Hulsig is a settlement and area of moorland and grey sand dunes in the Råbjerg Mile of the Skagens Odde peninsula, in northern Jutland, northern Denmark. The village lies along the Danish national road 40, to the southwest of the town of Skagen. The rugged heath area is protected under the title Hulsig Heath (Hulsig Hede) . Hulsig Station (now a halt) and Hulsig Church (completed in 1894) are located in the area. Hulsig is home to one of the country's few remaining flocks of dune sheep.

==Hulsig Heath==
Hulsig Heath (Hulsig Hede) is an uninhabited area of sand dunes between Hulsig and Skagen covering an area of 2170 ha. Consisting of dune grasses and heather, it stretches from coast to coast across Skagen Odde. Steps have been taken to remove a few mountain pine which have invaded the area. The Skagerrak side to the west consists of stony plains with dunes oriented from east to west, embedded with peat. In the centre, there are a few large migrating dunes interspersed with lush damp hollows.

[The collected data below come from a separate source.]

PR #1816, opened 2026-09-02
Fix PipelineMixin dropping layers on uneven splits, add explicit per-rank splits

azamamirza:
**Bug:** PipelineMixin.pipeline() assigns some layers to no rank whenever len(layers) % group.size() != 0. The per-rank count is adjusted, but start_idx still multiplies by this rank's own count. 7 layers / 2 ranks silently drops layer 3. 62/4 drops layers 30–31. Wrong output, no error.

**Fix:** Compute the per-rank counts once, then start_idx = sum(counts of ranks r+1…size-1). The divisible case produces the identical assignment.

**Feature:** Optional split=[...] - explicit per-rank layer counts for asymmetric machines. On my 2-Mac Thunderbolt/JACCL ring, an M4 Max and an M5 Max, an uneven 14/28 split put 50.2 GB on the busy dev machine vs 93.0 GB on the clean node, where TP needs 72.6 GB on each — it's what lets a smaller or loaded node participate at all; parity vs unpipelined < 1e-6 including cached decode. Measured with the same split logic in our own model port; this PR ports it to PipelineMixin

Tests: Assignment coverage over stub groups (every layer exactly once, contiguous, reverse-rank order) for 6 shapes; a real qwen3_moe 7-layer/2-rank regression (fails on current main); split semantics + three ValueError cases. model_parallel_tests.py 4 passed + 5 subtests with the change; the two new tests fail on current main. test_models.py -k qwen3 3 passed; black/isort clean.

- ☑️ I understand it is strictly prohibited to use AI to write PR descriptions

### DIFF
--- a/mlx_lm/models/pipeline.py
+++ b/mlx_lm/models/pipeline.py
@@ -15,17 +15,27 @@ class PipelineMixin:
     def pipeline_layers(self):
         return self.layers[self.start_idx : self.end_idx]
 
-    def pipeline(self, group):
+    def pipeline(self, group, split=None):
         # Split layers in reverse so rank=0 gets the last layers and
         # rank=pipeline_size-1 gets the first
         self.pipeline_rank = group.rank()
         self.pipeline_size = group.size()
-        layers_per_rank = len(self.layers) // self.pipeline_size
-        extra = len(self.layers) - layers_per_rank * self.pipeline_size
-        if self.pipeline_rank < extra:
-            layers_per_rank += 1
-        self.start_idx = (self.pipeline_size - self.pipeline_rank - 1) * layers_per_rank
-        self.end_idx = self.start_idx + layers_per_rank
+        if split is None:
+            # Even split; the low ranks get the extra layers.
+            base = len(self.layers) // self.pipeline_size
+            extra = len(self.layers) - base * self.pipeline_size
+            split = [base + (1 if r < extra else 0) for r in range(self.pipeline_size)]
+        if len(split) != self.pipeline_size:
+            raise ValueError(
+                f"split has {len(split)} entries for group size {self.pipeline_size}"
+            )
+        if any(s <= 0 for s in split) or sum(split) != len(self.layers):
+            raise ValueError(
+                f"split {split} must be positive and sum to {len(self.layers)} layers"
+            )
+        # Rank r runs the layers after the layers of ranks r+1 ... size-1.
+        self.start_idx = sum(split[self.pipeline_rank + 1 :])
+        self.end_idx = self.start_idx + split[self.pipeline_rank]
         self.layers = self.layers[: self.end_idx]
         # Keep the layer numbers the same for model loading
         self.layers[: self.start_idx] = [None] * self.start_idx
--- a/mlx_lm/models/pipeline.py
+++ b/mlx_lm/models/pipeline.py
@@ -22,8 +22,7 @@ class PipelineMixin:
         self.pipeline_size = group.size()
         if split is None:
             # Even split; the low ranks get the extra layers.
-            base = len(self.layers) // self.pipeline_size
-            extra = len(self.layers) - base * self.pipeline_size
+            base, extra = divmod(len(self.layers), self.pipeline_size)
             split = [base + (1 if r < extra else 0) for r in range(self.pipeline_size)]
         if len(split) != self.pipeline_size:
             raise ValueError(
--- a/tests/model_parallel_tests.py
+++ b/tests/model_parallel_tests.py
@@ -166,6 +166,105 @@ class TestModelParallel(unittest.TestCase):
                 out = model(x)
                 self.assertTrue(mx.allclose(expected, out, rtol=1e-3, atol=1e-3))
 
+    def test_pipeline_layer_assignment(self):
+        from mlx_lm.models.pipeline import PipelineMixin
+
+        class Group:
+            def __init__(self, rank, size):
+                self._rank, self._size = rank, size
+
+            def rank(self):
+                return self._rank
+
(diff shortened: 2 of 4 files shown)


tests/model_parallel_tests.py
```diff
@@ -166,6 +166,105 @@ def test_pipeline(self):
...
+            def __init__(self, rank, size):
+                self._rank, self._size = rank, size
+
+            def rank(self):
+                return self._rank
+
+            def size(self):
+                return self._size
+
+        arch = importlib.import_module("mlx_lm.models.qwen3_moe")
```
michalk8: I'd just directly do `from mlx_lm.models import qwen3_moe`, since we're just testing one model.

tests/model_parallel_tests.py
```diff
@@ -166,6 +166,105 @@ def test_pipeline(self):
                 out = model(x)
                 self.assertTrue(mx.allclose(expected, out, rtol=1e-3, atol=1e-3))
 
+    def test_pipeline_layer_assignment(self):
+        from mlx_lm.models.pipeline import PipelineMixin
+
+        class Group:
```
michalk8: I'd move this from the test function and add it as a helper class at the top of the file, it repeats also in the other test.

tests/model_parallel_tests.py
```diff
@@ -166,6 +166,105 @@ def test_pipeline(self):
...
+            def __init__(self, rank, size):
+                self._rank, self._size = rank, size
+
+            def rank(self):
+                return self._rank
+
+            def size(self):
+                return self._size
+
+        class Stage(PipelineMixin):
```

The dunes began to form in the Bronze Age, developing considerably from the 16th to the 18th century. Their formation has been reduced by planting marram grass, heather and pine trees but this has given them as darker look. As a result, they are called "grey dunes" while those closer to the coast, which still attract drifting sand, are known as "white dunes". The area has been protected since 1940. Among the flora in the area are blue hair grass, polypody, field wormwood, thyme, lady's bedstraw and burnet rose. Bird species include the crane, which has only recently started to breed in the area, bittern, little grebe, red-necked grebe, teal, snipe and curlew.

A paved cycle track, Hulsigstigen, runs from Skagen to Hulsig.